▶ [Exercise description]
Below is a set of entries; copy all of them exactly.

▶ [Dataset content]
• • • • • • •
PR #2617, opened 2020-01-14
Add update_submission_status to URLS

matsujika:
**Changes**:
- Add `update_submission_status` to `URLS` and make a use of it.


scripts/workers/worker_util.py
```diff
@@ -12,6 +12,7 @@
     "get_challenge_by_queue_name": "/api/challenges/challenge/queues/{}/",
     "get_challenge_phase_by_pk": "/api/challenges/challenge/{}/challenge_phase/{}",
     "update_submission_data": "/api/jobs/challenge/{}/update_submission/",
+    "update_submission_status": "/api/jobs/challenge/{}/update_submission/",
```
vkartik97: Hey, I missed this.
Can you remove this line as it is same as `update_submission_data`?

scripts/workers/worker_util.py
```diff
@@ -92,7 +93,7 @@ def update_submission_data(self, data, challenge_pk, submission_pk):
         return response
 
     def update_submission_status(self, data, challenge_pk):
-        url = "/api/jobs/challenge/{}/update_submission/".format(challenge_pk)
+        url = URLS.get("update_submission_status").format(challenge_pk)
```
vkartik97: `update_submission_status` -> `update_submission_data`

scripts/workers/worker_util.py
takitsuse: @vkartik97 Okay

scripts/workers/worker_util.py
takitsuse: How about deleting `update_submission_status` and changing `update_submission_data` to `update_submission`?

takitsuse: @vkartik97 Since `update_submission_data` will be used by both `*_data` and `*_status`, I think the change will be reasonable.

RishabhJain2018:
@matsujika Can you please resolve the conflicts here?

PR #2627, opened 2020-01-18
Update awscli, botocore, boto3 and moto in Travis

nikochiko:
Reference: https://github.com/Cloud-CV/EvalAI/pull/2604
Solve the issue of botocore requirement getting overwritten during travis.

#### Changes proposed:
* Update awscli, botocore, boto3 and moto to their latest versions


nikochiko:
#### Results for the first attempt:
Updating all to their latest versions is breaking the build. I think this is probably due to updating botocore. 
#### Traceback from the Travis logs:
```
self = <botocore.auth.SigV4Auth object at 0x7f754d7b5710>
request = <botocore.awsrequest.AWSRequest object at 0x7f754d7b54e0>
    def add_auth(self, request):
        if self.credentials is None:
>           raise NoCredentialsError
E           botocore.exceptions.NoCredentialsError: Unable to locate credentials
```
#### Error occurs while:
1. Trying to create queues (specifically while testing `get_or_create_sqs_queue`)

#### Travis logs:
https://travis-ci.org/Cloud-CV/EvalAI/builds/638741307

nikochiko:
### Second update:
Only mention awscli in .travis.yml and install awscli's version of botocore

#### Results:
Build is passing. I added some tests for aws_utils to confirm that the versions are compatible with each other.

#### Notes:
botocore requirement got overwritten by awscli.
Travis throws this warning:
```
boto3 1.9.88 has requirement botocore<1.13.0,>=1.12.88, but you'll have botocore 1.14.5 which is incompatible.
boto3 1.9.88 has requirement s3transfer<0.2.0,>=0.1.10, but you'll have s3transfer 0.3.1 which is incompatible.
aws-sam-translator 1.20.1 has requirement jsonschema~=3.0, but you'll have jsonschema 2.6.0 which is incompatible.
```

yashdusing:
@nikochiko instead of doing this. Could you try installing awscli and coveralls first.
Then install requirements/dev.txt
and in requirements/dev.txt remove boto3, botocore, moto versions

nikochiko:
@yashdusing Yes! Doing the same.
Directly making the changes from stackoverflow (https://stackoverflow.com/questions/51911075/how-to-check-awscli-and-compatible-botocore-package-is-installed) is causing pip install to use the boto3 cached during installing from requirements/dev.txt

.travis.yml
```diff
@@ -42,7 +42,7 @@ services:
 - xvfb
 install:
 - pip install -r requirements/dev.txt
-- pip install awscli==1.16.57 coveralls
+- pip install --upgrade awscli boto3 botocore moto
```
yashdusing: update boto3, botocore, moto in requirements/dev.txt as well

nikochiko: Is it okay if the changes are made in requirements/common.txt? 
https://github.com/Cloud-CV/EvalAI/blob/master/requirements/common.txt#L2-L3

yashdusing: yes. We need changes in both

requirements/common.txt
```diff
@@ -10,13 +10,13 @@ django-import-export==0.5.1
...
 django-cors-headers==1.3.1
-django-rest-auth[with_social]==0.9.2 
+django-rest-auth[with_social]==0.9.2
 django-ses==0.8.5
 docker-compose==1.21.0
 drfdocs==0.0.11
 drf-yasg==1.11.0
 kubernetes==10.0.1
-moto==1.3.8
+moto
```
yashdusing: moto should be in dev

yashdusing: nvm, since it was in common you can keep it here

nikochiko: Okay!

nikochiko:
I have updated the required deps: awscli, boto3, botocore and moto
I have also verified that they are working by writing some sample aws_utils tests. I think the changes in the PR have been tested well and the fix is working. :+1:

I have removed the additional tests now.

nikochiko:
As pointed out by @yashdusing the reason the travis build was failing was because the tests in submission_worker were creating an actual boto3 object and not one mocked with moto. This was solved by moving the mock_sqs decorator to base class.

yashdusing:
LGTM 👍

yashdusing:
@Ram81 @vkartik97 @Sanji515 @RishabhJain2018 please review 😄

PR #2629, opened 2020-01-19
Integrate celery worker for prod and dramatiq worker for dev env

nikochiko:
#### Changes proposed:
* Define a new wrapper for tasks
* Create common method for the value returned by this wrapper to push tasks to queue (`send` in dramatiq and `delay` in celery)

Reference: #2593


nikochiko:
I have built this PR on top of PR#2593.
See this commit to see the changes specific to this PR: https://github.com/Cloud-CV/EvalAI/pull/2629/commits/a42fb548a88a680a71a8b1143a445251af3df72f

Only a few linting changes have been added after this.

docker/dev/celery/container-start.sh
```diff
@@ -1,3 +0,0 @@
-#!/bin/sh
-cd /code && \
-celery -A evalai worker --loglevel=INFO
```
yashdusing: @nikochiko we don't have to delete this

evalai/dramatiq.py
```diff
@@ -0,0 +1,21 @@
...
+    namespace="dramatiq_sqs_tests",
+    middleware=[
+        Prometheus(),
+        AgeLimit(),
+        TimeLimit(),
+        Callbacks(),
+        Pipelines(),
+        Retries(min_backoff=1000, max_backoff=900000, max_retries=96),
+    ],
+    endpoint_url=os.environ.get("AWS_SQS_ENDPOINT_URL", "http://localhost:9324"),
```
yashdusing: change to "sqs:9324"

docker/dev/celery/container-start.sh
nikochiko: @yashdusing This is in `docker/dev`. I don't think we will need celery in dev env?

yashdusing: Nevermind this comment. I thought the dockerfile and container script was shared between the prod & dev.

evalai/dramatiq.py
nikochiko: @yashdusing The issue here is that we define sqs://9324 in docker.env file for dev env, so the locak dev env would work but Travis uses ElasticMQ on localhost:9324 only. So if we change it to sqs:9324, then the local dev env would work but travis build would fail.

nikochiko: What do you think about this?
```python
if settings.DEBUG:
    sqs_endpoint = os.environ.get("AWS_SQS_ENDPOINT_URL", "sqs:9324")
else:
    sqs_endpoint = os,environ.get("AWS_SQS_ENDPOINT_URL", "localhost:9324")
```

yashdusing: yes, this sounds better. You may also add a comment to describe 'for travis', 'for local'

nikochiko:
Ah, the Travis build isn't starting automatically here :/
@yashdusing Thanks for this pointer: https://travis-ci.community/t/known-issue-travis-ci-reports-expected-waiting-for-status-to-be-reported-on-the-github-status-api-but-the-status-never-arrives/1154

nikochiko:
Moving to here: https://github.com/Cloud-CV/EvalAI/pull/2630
• • • • • • •
▶ [Solution for this exercise]
PR #2617, opened 2020-01-14
Add update_submission_status to URLS

matsujika:
**Changes**:
- Add `update_submission_status` to `URLS` and make a use of it.


scripts/workers/worker_util.py
```diff
@@ -12,6 +12,7 @@
     "get_challenge_by_queue_name": "/api/challenges/challenge/queues/{}/",
     "get_challenge_phase_by_pk": "/api/challenges/challenge/{}/challenge_phase/{}",
     "update_submission_data": "/api/jobs/challenge/{}/update_submission/",
+    "update_submission_status": "/api/jobs/challenge/{}/update_submission/",
```
vkartik97: Hey, I missed this.
Can you remove this line as it is same as `update_submission_data`?

scripts/workers/worker_util.py
```diff
@@ -92,7 +93,7 @@ def update_submission_data(self, data, challenge_pk, submission_pk):
         return response
 
     def update_submission_status(self, data, challenge_pk):
-        url = "/api/jobs/challenge/{}/update_submission/".format(challenge_pk)
+        url = URLS.get("update_submission_status").format(challenge_pk)
```
vkartik97: `update_submission_status` -> `update_submission_data`

scripts/workers/worker_util.py
takitsuse: @vkartik97 Okay

scripts/workers/worker_util.py
takitsuse: How about deleting `update_submission_status` and changing `update_submission_data` to `update_submission`?

takitsuse: @vkartik97 Since `update_submission_data` will be used by both `*_data` and `*_status`, I think the change will be reasonable.

RishabhJain2018:
@matsujika Can you please resolve the conflicts here?

PR #2627, opened 2020-01-18
Update awscli, botocore, boto3 and moto in Travis

nikochiko:
Reference: https://github.com/Cloud-CV/EvalAI/pull/2604
Solve the issue of botocore requirement getting overwritten during travis.

#### Changes proposed:
* Update awscli, botocore, boto3 and moto to their latest versions


nikochiko:
#### Results for the first attempt:
Updating all to their latest versions is breaking the build. I think this is probably due to updating botocore. 
#### Traceback from the Travis logs:
```
self = <botocore.auth.SigV4Auth object at 0x7f754d7b5710>
request = <botocore.awsrequest.AWSRequest object at 0x7f754d7b54e0>
    def add_auth(self, request):
        if self.credentials is None:
>           raise NoCredentialsError
E           botocore.exceptions.NoCredentialsError: Unable to locate credentials
```
#### Error occurs while:
1. Trying to create queues (specifically while testing `get_or_create_sqs_queue`)

#### Travis logs:
https://travis-ci.org/Cloud-CV/EvalAI/builds/638741307

nikochiko:
### Second update:
Only mention awscli in .travis.yml and install awscli's version of botocore

#### Results:
Build is passing. I added some tests for aws_utils to confirm that the versions are compatible with each other.

#### Notes:
botocore requirement got overwritten by awscli.
Travis throws this warning:
```
boto3 1.9.88 has requirement botocore<1.13.0,>=1.12.88, but you'll have botocore 1.14.5 which is incompatible.
boto3 1.9.88 has requirement s3transfer<0.2.0,>=0.1.10, but you'll have s3transfer 0.3.1 which is incompatible.
aws-sam-translator 1.20.1 has requirement jsonschema~=3.0, but you'll have jsonschema 2.6.0 which is incompatible.
```

yashdusing:
@nikochiko instead of doing this. Could you try installing awscli and coveralls first.
Then install requirements/dev.txt
and in requirements/dev.txt remove boto3, botocore, moto versions

nikochiko:
@yashdusing Yes! Doing the same.
Directly making the changes from stackoverflow (https://stackoverflow.com/questions/51911075/how-to-check-awscli-and-compatible-botocore-package-is-installed) is causing pip install to use the boto3 cached during installing from requirements/dev.txt

.travis.yml
```diff
@@ -42,7 +42,7 @@ services:
 - xvfb
 install:
 - pip install -r requirements/dev.txt
-- pip install awscli==1.16.57 coveralls
+- pip install --upgrade awscli boto3 botocore moto
```
yashdusing: update boto3, botocore, moto in requirements/dev.txt as well

nikochiko: Is it okay if the changes are made in requirements/common.txt? 
https://github.com/Cloud-CV/EvalAI/blob/master/requirements/common.txt#L2-L3

yashdusing: yes. We need changes in both

requirements/common.txt
```diff
@@ -10,13 +10,13 @@ django-import-export==0.5.1
...
 django-cors-headers==1.3.1
-django-rest-auth[with_social]==0.9.2 
+django-rest-auth[with_social]==0.9.2
 django-ses==0.8.5
 docker-compose==1.21.0
 drfdocs==0.0.11
 drf-yasg==1.11.0
 kubernetes==10.0.1
-moto==1.3.8
+moto
```
yashdusing: moto should be in dev

yashdusing: nvm, since it was in common you can keep it here

nikochiko: Okay!

nikochiko:
I have updated the required deps: awscli, boto3, botocore and moto
I have also verified that they are working by writing some sample aws_utils tests. I think the changes in the PR have been tested well and the fix is working. :+1:

I have removed the additional tests now.

nikochiko:
As pointed out by @yashdusing the reason the travis build was failing was because the tests in submission_worker were creating an actual boto3 object and not one mocked with moto. This was solved by moving the mock_sqs decorator to base class.

yashdusing:
LGTM 👍

yashdusing:
@Ram81 @vkartik97 @Sanji515 @RishabhJain2018 please review 😄

PR #2629, opened 2020-01-19
Integrate celery worker for prod and dramatiq worker for dev env

nikochiko:
#### Changes proposed:
* Define a new wrapper for tasks
* Create common method for the value returned by this wrapper to push tasks to queue (`send` in dramatiq and `delay` in celery)

Reference: #2593


nikochiko:
I have built this PR on top of PR#2593.
See this commit to see the changes specific to this PR: https://github.com/Cloud-CV/EvalAI/pull/2629/commits/a42fb548a88a680a71a8b1143a445251af3df72f

Only a few linting changes have been added after this.

docker/dev/celery/container-start.sh
```diff
@@ -1,3 +0,0 @@
-#!/bin/sh
-cd /code && \
-celery -A evalai worker --loglevel=INFO
```
yashdusing: @nikochiko we don't have to delete this

evalai/dramatiq.py
```diff
@@ -0,0 +1,21 @@
...
+    namespace="dramatiq_sqs_tests",
+    middleware=[
+        Prometheus(),
+        AgeLimit(),
+        TimeLimit(),
+        Callbacks(),
+        Pipelines(),
+        Retries(min_backoff=1000, max_backoff=900000, max_retries=96),
+    ],
+    endpoint_url=os.environ.get("AWS_SQS_ENDPOINT_URL", "http://localhost:9324"),
```
yashdusing: change to "sqs:9324"

docker/dev/celery/container-start.sh
nikochiko: @yashdusing This is in `docker/dev`. I don't think we will need celery in dev env?

yashdusing: Nevermind this comment. I thought the dockerfile and container script was shared between the prod & dev.

evalai/dramatiq.py
nikochiko: @yashdusing The issue here is that we define sqs://9324 in docker.env file for dev env, so the locak dev env would work but Travis uses ElasticMQ on localhost:9324 only. So if we change it to sqs:9324, then the local dev env would work but travis build would fail.

nikochiko: What do you think about this?
```python
if settings.DEBUG:
    sqs_endpoint = os.environ.get("AWS_SQS_ENDPOINT_URL", "sqs:9324")
else:
    sqs_endpoint = os,environ.get("AWS_SQS_ENDPOINT_URL", "localhost:9324")
```

yashdusing: yes, this sounds better. You may also add a comment to describe 'for travis', 'for local'

nikochiko:
Ah, the Travis build isn't starting automatically here :/
@yashdusing Thanks for this pointer: https://travis-ci.community/t/known-issue-travis-ci-reports-expected-waiting-for-status-to-be-reported-on-the-github-status-api-but-the-status-never-arrives/1154

nikochiko:
Moving to here: https://github.com/Cloud-CV/EvalAI/pull/2630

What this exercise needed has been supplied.